### ABOUT THIS EXERCISE:
All entries are to be repeated exactly as shown below.

### STORED DATA:
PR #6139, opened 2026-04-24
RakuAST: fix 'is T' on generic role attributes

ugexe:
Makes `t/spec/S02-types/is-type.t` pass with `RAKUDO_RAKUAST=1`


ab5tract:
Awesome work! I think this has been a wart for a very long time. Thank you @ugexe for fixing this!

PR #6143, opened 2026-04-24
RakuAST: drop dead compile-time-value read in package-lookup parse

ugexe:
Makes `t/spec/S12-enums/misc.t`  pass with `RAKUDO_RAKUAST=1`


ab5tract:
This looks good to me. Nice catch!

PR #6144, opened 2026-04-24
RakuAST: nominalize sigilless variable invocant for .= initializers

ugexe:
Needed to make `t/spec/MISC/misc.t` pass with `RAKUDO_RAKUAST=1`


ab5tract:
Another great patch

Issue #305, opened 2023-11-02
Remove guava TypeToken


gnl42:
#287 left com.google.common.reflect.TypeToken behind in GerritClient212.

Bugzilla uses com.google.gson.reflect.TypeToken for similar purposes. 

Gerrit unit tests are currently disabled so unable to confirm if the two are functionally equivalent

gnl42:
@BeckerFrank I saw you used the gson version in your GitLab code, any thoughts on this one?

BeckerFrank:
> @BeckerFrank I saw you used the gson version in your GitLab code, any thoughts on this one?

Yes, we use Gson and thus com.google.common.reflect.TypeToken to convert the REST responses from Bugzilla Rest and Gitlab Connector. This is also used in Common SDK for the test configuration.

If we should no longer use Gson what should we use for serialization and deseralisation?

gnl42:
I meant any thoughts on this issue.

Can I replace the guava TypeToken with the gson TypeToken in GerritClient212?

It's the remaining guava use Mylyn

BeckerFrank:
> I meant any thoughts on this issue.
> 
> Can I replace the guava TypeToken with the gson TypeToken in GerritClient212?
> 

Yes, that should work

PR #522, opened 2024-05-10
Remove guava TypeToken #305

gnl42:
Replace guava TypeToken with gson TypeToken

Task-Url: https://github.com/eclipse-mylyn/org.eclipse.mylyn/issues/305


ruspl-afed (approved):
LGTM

### PROBLEM SOLUTION:
PR #6139, opened 2026-04-24
RakuAST: fix 'is T' on generic role attributes

ugexe:
Makes `t/spec/S02-types/is-type.t` pass with `RAKUDO_RAKUAST=1`


ab5tract:
Awesome work! I think this has been a wart for a very long time. Thank you @ugexe for fixing this!

PR #6143, opened 2026-04-24
RakuAST: drop dead compile-time-value read in package-lookup parse

ugexe:
Makes `t/spec/S12-enums/misc.t`  pass with `RAKUDO_RAKUAST=1`


ab5tract:
This looks good to me. Nice catch!

PR #6144, opened 2026-04-24
RakuAST: nominalize sigilless variable invocant for .= initializers

ugexe:
Needed to make `t/spec/MISC/misc.t` pass with `RAKUDO_RAKUAST=1`


ab5tract:
Another great patch

Issue #305, opened 2023-11-02
Remove guava TypeToken


gnl42:
#287 left com.google.common.reflect.TypeToken behind in GerritClient212.

Bugzilla uses com.google.gson.reflect.TypeToken for similar purposes. 

Gerrit unit tests are currently disabled so unable to confirm if the two are functionally equivalent

gnl42:
@BeckerFrank I saw you used the gson version in your GitLab code, any thoughts on this one?

BeckerFrank:
> @BeckerFrank I saw you used the gson version in your GitLab code, any thoughts on this one?

Yes, we use Gson and thus com.google.common.reflect.TypeToken to convert the REST responses from Bugzilla Rest and Gitlab Connector. This is also used in Common SDK for the test configuration.

If we should no longer use Gson what should we use for serialization and deseralisation?

gnl42:
I meant any thoughts on this issue.

Can I replace the guava TypeToken with the gson TypeToken in GerritClient212?

It's the remaining guava use Mylyn

BeckerFrank:
> I meant any thoughts on this issue.
> 
> Can I replace the guava TypeToken with the gson TypeToken in GerritClient212?
> 

Yes, that should work

PR #522, opened 2024-05-10
Remove guava TypeToken #305

gnl42:
Replace guava TypeToken with gson TypeToken

Task-Url: https://github.com/eclipse-mylyn/org.eclipse.mylyn/issues/305


ruspl-afed (approved):
LGTM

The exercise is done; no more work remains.